PR #526, opened 2020-07-14
Add typescript definitions for Auth controller

Aschen:
## What does this PR do?

Adds Typescript support for the AuthController.

I took the descriptions from the documentation.

Build and pack the SDK: `npm run build && npm pack`

Then init a Node project and add this dependency:
```
{
  ...
  "dependencies": {
    "kuzzle-sdk": "file:kuzzle-sdk-7.2.0.tgz"
  }
}
```

Then create a `test.ts` file with the following and try to use the controller (just for the auto-completion)


src/Kuzzle.ts
```diff
@@ -259,14 +314,18 @@ class Kuzzle extends KuzzleEventEmitter {
...
         return false;
       }
       protectedEvent.lastEmitted = now;
     }
 
-    super.emit(eventName, ...payload);
+    return this._superEmit(eventName, ...payload);
+  }
+
+  _superEmit (eventName, ...payload) {
```
scottinet, line 327: What's the purpose of this function? :thinking: 

(same goes for  [_superAddListener()](https://github.com/kuzzleio/sdk-javascript/pull/526/files#diff-5a8206688414a52fe7efb0e1bef73b1cR421))

src/controllers/Auth.ts
```diff
@@ -0,0 +1,529 @@
...
+      this._authenticationToken = new Jwt(encodedJwt);
+    }
+    else {
+      throw new Error(`Invalid token argument: ${encodedJwt}`);
+    }
+  }
+
+  /**
+   * Do not add the token for the checkToken route, to avoid getting a token error when
+   * a developer simply wish to verify his token
```
scottinet, line 50: Use the gender-neutral [singular they](https://en.wikipedia.org/wiki/Singular_they):

```suggestion
   * a developer simply wishes to verify their token
```

src/controllers/Auth.ts
```diff
@@ -0,0 +1,529 @@
...
+    return this.query(request, {queuable: false, verb: 'POST'})
+      .then(response => {
+        try {
+          this._authenticationToken = new Jwt(response.result.jwt);
+
+          this.kuzzle.emit('loginAttempt', {success: true});
+        }
+        catch (err) {
+          return Promise.reject(err);
+        }
```
scottinet, line 385: Redundant try..catch: an exception thrown inside a promise automatically rejects it.

src/controllers/Auth.ts
```diff
@@ -0,0 +1,529 @@
...
+   * @see https://docs.kuzzle.io/sdk/js/7/controllers/auth/refresh-token
+   *
+   * @param options Additional options
+   *    - "queuable" If true, queues the request during downtime, until connected to Kuzzle again
+   *    - "expiresIn" Expiration duration
+   *
+   * @returns The refreshed token
+   */
+  refreshToken(
+    options: { queuable?: boolean, expiresIn?: number } = {}
```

Work instruction
Retype the first line of the entries and every line after it, please, through the line that contains "Then create a". Add nothing.

Task answer
PR #526, opened 2020-07-14
Add typescript definitions for Auth controller

Aschen:
## What does this PR do?

Adds Typescript support for the AuthController.

I took the descriptions from the documentation.

Build and pack the SDK: `npm run build && npm pack`

Then init a Node project and add this dependency:
```
{
  ...
  "dependencies": {
    "kuzzle-sdk": "file:kuzzle-sdk-7.2.0.tgz"
  }
}
```

Then create a `test.ts` file with the following and try to use the controller (just for the auto-completion)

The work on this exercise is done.